Au fait des activités du groupe f/64 (1932-1935), Gutmann n'a jamais souhaité y participer, ne se reconnaissant pas dans leur projet artistique, avec cependant un intérêt prononcé pour l'oeuvre d'Edward Weston. Sa non-inclusion dans l'exposition phare d'Adams, The Pageant of Photography (1940) au Palace of Fine Arts on Treasure Island de San Francisco n'a donc rien pour nous surprendre, tant Gutmann semble s'amuser à inverser le principe du documentaire traditionnel en assumant son point de vue d'étranger européen sur une culture insaisissable. À un discours ouvertement dénonciateur, il préfère la voie détournée de l'étrange, du cynisme, parfois du grotesque. Comme le note Max Kozloff, "il avait été préparé pour les gratte-ciels, mais ni pour l'ordinaire de l'Amérique ni pour son audace, ses ironies et ses libertés".37 Conclusion La confusion stratégique des différentes formes d'expérimentation par les adeptes de la straight photography a reposé sur les rapprochements stylistique et théorique d'une photographie expérimentale "pauvre" (mode, publicité, pratique amateur) à celle d'une pratique artistique expérimentale "impure", opérée par certains résistants à la doctrine de la straight photography. Ce brouillage fut couplé d'une assimilation de l'ensemble de ces pratiques expérimentales dissidentes à celles opérées par les avant-gardes européennes, en particulier surréalistes. Gutmann, Laughlin, Sommer, (et dans une moindre mesure Weston et ses "War Tableaux) sont représentatifs - à défaut d'une avant-garde - d'un courant de marginaux, véritables contre-modèles pour les défenseurs de la straight photography. La distance temporelle permet aujourd'hui de réévaluer leur généalogie dans l'histoire du médium. Ils anticipent notamment la veine expérimentale des années 1960-1970 aux Etats-Unis, mais également des nouvelles approches documentaires. Ils apparaissent comme les précurseurs d'une reflexion menée par Susan Sontag quelques années après à propos des oeuvres de Robert Frank et de Diane Arbus :

"Depuis que la photographie a rompu avec l'affirmation whitmanienne, depuis qu'elle a cessé de comprendre comment les photos pouvaient viser à être savantes, définitives, transcendantes, ce qui se fait de mieux en Amérique dans le domaine de la photo (et dans bien d'autres domaines de la culture) s'est abandonné aux consolations du surréalisme, et l'on a découvert que l'Amérique était le pays surréaliste par excellence. (…) Ce qui nous reste du rêve discrédité de la révolution culturelle whitmanienne, ce sont des fantômes de papier et un programme de désespérance au regard acéré."38

Julie Jones. ATER Université Paris I Panthéon-Sorbonne. Cette étude s'inscrit dans le cadre de mes recherches menées dans le cadre de ma thèse de doctorat débutée en octobre 2006. Université Paris I Panthéon-Sorbonne. Directeur de thèse : Pr. Michel Poivert.
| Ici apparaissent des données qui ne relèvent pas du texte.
PR #104, opened 2025-08-01
FP16 streaming support

0ctopus13prime:
### Description
This PR introduces streaming FP16 conversion when downloading FP32 vectors that uploaded by data node.
The logic presented in this PR is to have FP32ToFP16ConvertingBytesIO to take raw bytes, then directly convert the given bytes to FP16 vectors without additional allocation.

With this, we can guarantee that the maximum memory space would be bound to O(SizeOf(FP16 vectors)) even when FP32 vectors uploaded in S3.

### Issues Resolved
_List any issues this PR will resolve, e.g. Closes [...]._ 

### DIFF
--- a/remote_vector_index_builder/core/common/models/index_build_parameters.py
+++ b/remote_vector_index_builder/core/common/models/index_build_parameters.py
@@ -22,6 +22,7 @@ class DataType(str, Enum):
     """
 
     FLOAT = "float"
+    FLOAT16 = "half_float"
     BYTE = "byte"
     BINARY = "binary"
 
@@ -33,6 +34,8 @@ class DataType(str, Enum):
         """
         if self == DataType.FLOAT:
             return 4
+        elif self == DataType.FLOAT16:
+            return 2
         elif self == DataType.BYTE:
             return 1
         elif self == DataType.BINARY:
@@ -51,6 +54,7 @@ class SpaceType(str, Enum):
 
     L2 = "l2"
     INNERPRODUCT = "innerproduct"
+    HAMMING = "hamming"
 
 
 class Algorithm(str, Enum):
--- a/remote_vector_index_builder/core/fp32_to_fp16_converting_bytes_io.py
+++ b/remote_vector_index_builder/core/fp32_to_fp16_converting_bytes_io.py
@@ -1,0 +1,138 @@
+import os
+import numpy as np
+import threading
+
+"""
+This class converts raw FP32 byte streams into FP16 values and stores them in a pre-allocated FP16 NumPy array. It is
+designed to handle input arriving in multiple partitions from a continuous FP32 vector stream.
+Because a partition boundary may split an FP32 value across chunks, the class first identifies all complete FP32 values
+from the incoming bytes, converts them to FP16, and writes them into the FP16 array. Any remaining incomplete bytes are
+stored in a dictionary and reassembled once the rest of the bytes arrive in future partitions.
+
+For example, let's say we had 6 FP32 values as below:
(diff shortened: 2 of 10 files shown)


remote_vector_index_builder/core/fp32_to_fp16_converting_bytes_io.py
```diff
@@ -0,0 +1,99 @@
...
+        return True
+
+    def seek(self, offset, whence=0):
+        with self._lock:
+            if whence == os.SEEK_SET:
+                self._curr_offset = offset
+            elif whence == os.SEEK_CUR:
+                self._curr_offset += offset
+            elif whence == os.SEEK_END:
+                self._curr_offset = 4 * len(self._fp16_np)
```
rchitale7, line 23: nit: we can use a constant for 4 to show that it is 4 bytes for the float.

remote_vector_index_builder/core/fp32_to_fp16_converting_bytes_io.py
```diff
@@ -0,0 +1,99 @@
...
+            else:
+                raise ValueError(f"Unexpected whence={whence}")
+
+    def getbuffer(self):
+        return memoryview(self._fp16_np)
+
+    def write(self, b):
+        with self._lock:
```
rchitale7, line 31: i think a full example here would be helpful, its kind of hard to visualize this.

rchitale7 (approved):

37 Max Kozloff, The Restless Decade : John Gutmann's Photographs of the Thirties, Ed. Lew Thomas, New York, Harry N. Abrams Inc., 1984, p.11. 38 Susan Sontag, L'Amérique à travers le miroir obscur des photographies [1977], in Sur la photographie, Christian Bourgeois Editeur, 2000, p.67. Sutnik pose Gutmann comme précurseur de Frank, Arbus, Friedlander, Wynogrand, cf. Maia-Mari Sutnik, Gutmann, Ibid.